WORK INSTRUCTIONS = Return all lines of the listing below that carry the word "fixed".
=== MATERIALS PROVIDED ===
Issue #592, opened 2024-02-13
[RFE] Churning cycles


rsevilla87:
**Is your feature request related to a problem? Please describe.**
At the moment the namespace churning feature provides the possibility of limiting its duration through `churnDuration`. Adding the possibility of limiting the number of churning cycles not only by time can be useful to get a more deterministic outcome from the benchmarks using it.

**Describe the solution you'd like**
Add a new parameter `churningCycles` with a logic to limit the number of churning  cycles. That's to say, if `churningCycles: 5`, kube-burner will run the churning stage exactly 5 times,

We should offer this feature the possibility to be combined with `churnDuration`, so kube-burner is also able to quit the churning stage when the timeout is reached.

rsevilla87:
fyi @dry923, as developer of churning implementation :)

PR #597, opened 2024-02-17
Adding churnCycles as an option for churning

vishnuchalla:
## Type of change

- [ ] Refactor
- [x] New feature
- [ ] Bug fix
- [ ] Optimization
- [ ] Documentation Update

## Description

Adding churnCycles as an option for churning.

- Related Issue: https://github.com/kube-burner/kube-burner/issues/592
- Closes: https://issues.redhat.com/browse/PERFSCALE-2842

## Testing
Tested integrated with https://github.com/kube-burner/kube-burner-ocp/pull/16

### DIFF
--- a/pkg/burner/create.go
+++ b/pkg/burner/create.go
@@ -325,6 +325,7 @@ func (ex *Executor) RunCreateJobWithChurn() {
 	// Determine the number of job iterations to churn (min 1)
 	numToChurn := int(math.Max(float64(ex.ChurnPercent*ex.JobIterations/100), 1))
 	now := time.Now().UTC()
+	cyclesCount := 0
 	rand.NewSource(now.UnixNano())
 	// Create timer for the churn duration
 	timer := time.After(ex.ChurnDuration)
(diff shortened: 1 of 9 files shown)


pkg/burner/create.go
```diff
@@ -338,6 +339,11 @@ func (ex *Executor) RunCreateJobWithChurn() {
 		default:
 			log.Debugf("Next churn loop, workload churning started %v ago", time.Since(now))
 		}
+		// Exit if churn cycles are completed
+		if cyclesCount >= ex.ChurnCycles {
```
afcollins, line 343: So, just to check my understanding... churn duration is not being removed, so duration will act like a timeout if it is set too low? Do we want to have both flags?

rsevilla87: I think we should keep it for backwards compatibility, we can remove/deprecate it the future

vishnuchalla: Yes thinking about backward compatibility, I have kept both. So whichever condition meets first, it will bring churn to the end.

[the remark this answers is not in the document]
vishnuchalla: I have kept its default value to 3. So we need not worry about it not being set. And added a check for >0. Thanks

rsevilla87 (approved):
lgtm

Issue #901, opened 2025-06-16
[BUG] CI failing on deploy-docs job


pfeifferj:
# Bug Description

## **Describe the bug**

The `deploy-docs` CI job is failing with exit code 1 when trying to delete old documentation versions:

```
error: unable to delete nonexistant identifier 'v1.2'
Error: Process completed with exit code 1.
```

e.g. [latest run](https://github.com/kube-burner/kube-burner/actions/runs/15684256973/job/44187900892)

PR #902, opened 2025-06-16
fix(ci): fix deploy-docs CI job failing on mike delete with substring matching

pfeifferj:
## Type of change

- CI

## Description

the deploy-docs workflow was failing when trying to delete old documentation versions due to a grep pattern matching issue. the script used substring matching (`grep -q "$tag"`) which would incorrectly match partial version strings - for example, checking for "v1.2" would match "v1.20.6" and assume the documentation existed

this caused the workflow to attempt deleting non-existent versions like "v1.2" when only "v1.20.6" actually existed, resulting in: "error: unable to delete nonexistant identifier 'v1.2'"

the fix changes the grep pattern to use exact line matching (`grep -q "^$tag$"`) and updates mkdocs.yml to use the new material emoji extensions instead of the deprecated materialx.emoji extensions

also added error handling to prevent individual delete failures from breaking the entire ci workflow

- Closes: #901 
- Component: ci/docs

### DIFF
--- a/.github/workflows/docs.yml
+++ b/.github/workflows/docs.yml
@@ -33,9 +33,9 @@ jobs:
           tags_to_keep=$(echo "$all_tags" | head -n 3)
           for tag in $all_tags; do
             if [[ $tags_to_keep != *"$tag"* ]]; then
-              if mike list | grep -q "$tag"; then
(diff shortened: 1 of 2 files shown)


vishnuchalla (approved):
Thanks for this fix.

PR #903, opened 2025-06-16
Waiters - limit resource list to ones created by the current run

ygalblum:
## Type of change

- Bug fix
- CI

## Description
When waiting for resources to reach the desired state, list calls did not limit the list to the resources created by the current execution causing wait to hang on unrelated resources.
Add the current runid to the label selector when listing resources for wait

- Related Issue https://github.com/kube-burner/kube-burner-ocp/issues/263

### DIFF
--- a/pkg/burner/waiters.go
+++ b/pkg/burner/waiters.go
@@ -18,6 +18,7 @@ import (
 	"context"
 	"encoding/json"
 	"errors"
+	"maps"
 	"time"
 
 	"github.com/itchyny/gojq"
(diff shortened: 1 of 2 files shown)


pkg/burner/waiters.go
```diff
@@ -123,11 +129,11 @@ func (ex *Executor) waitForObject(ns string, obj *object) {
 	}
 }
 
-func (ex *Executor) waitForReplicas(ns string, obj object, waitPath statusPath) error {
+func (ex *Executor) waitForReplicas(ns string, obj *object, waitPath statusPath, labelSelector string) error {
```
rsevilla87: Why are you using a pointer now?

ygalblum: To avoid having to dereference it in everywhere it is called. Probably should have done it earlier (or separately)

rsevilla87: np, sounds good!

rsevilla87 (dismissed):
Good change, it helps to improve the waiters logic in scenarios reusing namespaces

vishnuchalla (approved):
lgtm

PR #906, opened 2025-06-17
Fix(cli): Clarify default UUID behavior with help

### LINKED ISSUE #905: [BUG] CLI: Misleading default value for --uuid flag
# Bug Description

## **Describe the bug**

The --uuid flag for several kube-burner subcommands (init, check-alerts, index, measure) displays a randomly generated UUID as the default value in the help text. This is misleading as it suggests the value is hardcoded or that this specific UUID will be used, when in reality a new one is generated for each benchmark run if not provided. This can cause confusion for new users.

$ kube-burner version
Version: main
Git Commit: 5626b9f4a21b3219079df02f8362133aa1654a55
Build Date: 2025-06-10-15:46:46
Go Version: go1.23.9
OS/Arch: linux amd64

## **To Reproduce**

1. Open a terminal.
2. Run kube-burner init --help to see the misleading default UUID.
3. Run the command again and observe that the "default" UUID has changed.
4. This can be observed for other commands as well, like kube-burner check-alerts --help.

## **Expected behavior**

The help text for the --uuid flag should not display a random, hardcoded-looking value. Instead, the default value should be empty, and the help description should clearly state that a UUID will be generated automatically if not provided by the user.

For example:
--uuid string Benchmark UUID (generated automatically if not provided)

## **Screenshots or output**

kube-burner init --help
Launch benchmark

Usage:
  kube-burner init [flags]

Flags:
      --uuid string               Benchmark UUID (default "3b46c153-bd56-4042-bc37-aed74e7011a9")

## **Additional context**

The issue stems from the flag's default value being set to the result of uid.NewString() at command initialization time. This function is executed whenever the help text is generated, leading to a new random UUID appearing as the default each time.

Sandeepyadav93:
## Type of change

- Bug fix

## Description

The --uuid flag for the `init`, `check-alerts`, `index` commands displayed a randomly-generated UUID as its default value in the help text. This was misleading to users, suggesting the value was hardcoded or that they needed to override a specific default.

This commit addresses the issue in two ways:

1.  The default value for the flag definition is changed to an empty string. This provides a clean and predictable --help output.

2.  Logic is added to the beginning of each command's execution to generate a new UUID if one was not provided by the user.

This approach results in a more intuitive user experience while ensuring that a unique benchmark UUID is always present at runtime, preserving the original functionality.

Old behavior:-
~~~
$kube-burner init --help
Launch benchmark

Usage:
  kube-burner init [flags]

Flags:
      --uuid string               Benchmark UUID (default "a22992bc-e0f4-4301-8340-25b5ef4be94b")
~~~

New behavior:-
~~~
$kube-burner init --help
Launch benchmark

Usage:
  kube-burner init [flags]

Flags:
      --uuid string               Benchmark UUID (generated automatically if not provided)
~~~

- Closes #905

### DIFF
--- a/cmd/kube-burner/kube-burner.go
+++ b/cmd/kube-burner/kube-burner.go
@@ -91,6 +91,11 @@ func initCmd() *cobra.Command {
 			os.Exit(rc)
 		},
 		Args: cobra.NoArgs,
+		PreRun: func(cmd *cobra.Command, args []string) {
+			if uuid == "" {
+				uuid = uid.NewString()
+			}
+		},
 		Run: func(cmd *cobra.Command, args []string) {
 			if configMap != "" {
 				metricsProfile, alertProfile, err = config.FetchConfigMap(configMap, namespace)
===
=== MATERIALS PROVIDED ===
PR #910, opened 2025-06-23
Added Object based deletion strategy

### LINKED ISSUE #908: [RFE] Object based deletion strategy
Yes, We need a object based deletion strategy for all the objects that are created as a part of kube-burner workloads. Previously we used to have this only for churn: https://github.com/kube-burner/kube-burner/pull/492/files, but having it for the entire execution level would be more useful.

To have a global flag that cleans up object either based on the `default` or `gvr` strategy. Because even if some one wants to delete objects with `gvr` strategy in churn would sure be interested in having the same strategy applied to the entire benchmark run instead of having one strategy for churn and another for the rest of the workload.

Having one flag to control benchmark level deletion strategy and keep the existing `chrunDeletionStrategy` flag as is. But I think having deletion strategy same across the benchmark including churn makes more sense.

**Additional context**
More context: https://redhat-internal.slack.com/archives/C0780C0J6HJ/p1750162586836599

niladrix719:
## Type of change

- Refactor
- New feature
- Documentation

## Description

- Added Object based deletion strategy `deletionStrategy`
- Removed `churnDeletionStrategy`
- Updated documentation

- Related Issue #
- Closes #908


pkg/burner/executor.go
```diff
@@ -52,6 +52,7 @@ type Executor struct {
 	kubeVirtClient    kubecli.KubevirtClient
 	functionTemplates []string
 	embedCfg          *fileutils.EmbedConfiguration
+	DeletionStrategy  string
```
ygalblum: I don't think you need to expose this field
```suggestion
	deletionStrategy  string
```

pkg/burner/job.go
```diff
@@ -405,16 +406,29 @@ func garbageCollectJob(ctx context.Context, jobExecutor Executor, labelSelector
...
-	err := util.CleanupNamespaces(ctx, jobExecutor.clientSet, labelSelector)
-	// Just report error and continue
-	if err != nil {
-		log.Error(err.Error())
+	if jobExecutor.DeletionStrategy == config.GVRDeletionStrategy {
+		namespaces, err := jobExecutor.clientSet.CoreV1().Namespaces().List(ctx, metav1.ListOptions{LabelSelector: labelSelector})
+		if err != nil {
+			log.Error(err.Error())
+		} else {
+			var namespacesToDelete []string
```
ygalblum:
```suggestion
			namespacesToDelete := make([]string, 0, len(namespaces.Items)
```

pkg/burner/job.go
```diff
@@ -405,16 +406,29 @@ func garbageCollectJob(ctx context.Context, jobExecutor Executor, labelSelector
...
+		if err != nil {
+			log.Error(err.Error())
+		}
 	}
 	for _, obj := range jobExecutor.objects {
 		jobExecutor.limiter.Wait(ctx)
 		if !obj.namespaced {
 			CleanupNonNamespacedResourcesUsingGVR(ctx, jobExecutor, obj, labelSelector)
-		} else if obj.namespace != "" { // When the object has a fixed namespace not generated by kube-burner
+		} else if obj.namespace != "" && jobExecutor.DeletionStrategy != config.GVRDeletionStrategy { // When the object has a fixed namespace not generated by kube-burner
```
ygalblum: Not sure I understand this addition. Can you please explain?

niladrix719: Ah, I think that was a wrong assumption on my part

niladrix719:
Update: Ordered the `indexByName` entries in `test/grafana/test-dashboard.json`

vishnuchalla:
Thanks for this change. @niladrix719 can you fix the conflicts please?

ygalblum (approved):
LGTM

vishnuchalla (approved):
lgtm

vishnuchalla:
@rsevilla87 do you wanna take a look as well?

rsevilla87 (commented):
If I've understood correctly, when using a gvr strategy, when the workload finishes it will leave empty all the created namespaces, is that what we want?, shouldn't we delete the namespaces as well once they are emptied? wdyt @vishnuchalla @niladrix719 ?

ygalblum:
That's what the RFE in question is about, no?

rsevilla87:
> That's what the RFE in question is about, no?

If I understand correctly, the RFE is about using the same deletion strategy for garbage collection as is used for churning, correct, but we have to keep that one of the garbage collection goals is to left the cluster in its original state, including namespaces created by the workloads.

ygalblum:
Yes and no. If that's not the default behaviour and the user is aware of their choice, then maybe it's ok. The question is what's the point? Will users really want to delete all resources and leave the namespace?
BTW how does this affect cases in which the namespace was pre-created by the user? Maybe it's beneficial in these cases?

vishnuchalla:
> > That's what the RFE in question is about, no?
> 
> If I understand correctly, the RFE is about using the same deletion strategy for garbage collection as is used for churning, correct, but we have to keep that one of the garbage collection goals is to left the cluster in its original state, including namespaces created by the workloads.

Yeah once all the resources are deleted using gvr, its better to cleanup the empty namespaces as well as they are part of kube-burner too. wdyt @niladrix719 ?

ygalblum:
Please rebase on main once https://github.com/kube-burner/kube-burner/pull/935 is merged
===
=== MATERIALS PROVIDED ===
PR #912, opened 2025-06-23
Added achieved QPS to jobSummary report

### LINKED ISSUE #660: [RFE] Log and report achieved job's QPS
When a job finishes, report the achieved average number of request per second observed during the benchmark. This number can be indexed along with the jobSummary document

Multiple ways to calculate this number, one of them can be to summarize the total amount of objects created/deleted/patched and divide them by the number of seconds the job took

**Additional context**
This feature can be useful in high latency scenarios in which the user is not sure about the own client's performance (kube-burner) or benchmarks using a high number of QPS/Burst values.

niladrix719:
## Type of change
===
SOLUTION =
-		} else if obj.namespace != "" { // When the object has a fixed namespace not generated by kube-burner
+		} else if obj.namespace != "" && jobExecutor.DeletionStrategy != config.GVRDeletionStrategy { // When the object has a fixed namespace not generated by kube-burner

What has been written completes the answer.